Ed Gerck wrote:
Ben Laurie wrote:

Ed Gerck wrote:

If the recipient cannot in good faith detect a key-access ware, or a
GAK-ware, or a Trojan, or a bug, why would a complete background
check of the recipient help?

Let's assume for a moment that a solution exists that satisfies your requirements. Since the recipient _must_ be able to read the document in the end, and is assumed to be incapable of securing their software, then the document is still available to third parties without the consent of the sender, is it not?

The recipient was not assumed to be entirely incapable of securing his
software. The recipient can be trusted to do a number of things that are
basic, for example, to operate an email software. In fact, we can even
assume a pretty sophisticated recipient, trained to use all the security
email software systems commercially available. Still, the recipient will
be incapable of verifying whether his RSA private-key is weak or not.
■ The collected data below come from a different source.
PR #10660, opened 2019-09-27
Teaching bubble: updated to match design toolkit 

marygans:
#### Pull request checklist

#### Description of changes

Updated teaching bubble to match latest design toolkit. Also added a separate multi-step example to differentiate between a basic teaching bubble and a multi-step teaching bubble.

#### Before 
Screen Shot 2019-09-27 at 2 39 21 PM

###### Basic Example
Screen Shot 2019-09-27 at 2 40 51 PM

###### Multi-step Example
Screen Shot 2019-09-27 at 2 41 05 PM

###### Microsoft Reviewers: [Open in CodeFlow](http://wpcp.azurewebsites.net/CodeFlowProtocolProxy2.php?pullrequest=https://github.com/OfficeDev/office-ui-fabric-react/pull/10660)


packages/office-ui-fabric-react/src/components/TeachingBubble/TeachingBubbleContent.base.tsx
```diff
@@ -113,11 +114,15 @@ export class TeachingBubbleContentBase extends BaseComponent<ITeachingBubbleProp
...
-        <div className={classNames.footer}>
-          {primaryButtonProps && <PrimaryButton {...primaryButtonProps} className={classNames.primaryButton} />}
-          {secondaryButtonProps && <DefaultButton {...secondaryButtonProps} className={classNames.secondaryButton} />}
-          {customFooterContent && <span>{customFooterContent}</span>}
-        </div>
+        <Stack horizontal horizontalAlign={customFooterContent ? 'space-between' : 'end'}>
+          <Stack.Item className={classNames.footer} align="center">
+            {<span>{customFooterContent}</span>}
+          </Stack.Item>
+          <Stack.Item>
```
micahgodbolt: This is a pretty big DOM change, and will probably break people that are doing customizations on the footer thinking it covered the buttons as well. Can the footer be on the above stack?

Either way, we need to communicate this change out via Teams and the fabricreact alias so that people know this DOM change is coming.

marygans:
@micahgodbolt Yes you're right about the DOM changes potentially breaking current consumers. 
I moved the footer to the above `div` and composed a message to share to the Fabric channels cautioning them about the new changes. Anything else I should do?

micahgodbolt:
that's good with me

Thus,
even fully unwillingly and under best efforts, the recipient can put the
sender's message security at risk when using that recipient's RSA public-

Since they are using good software, the key is known to be strong, surely?

It seems to me that fixing the PK "problem" would in no way improve the senders situation given that threat model.

The sender's situation can be improved mostly when the sender trusts the least possible (ideally, nothing) regarding message security. In other words, the sender would like to avoid anything that is not under control or cannot be directly verified by the sender. Doing a background check of the recipient is orthogonal to the PK problem. It does not help nor solve it.

I didn't suggest a background check would help. I am suggesting that if you cannot rely on the recipient (or their machine) to manage keys properly, then you also cannot rely on them to manage decrypted emails properly.